▶ TASK ITEM:
Which lines below include "loading"? Copy them all.

▶ RECORD EXCERPTS:
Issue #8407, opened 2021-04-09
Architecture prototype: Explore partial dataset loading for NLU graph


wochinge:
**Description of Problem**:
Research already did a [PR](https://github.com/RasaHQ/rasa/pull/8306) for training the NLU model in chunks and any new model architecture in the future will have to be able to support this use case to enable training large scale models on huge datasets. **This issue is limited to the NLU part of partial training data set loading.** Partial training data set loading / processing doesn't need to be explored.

▶ TASK RESPONSE:
Architecture prototype: Explore partial dataset loading for NLU graph
Research already did a [PR](https://github.com/RasaHQ/rasa/pull/8306) for training the NLU model in chunks and any new model architecture in the future will have to be able to support this use case to enable training large scale models on huge datasets. **This issue is limited to the NLU part of partial training data set loading.** Partial training data set loading / processing doesn't need to be explored.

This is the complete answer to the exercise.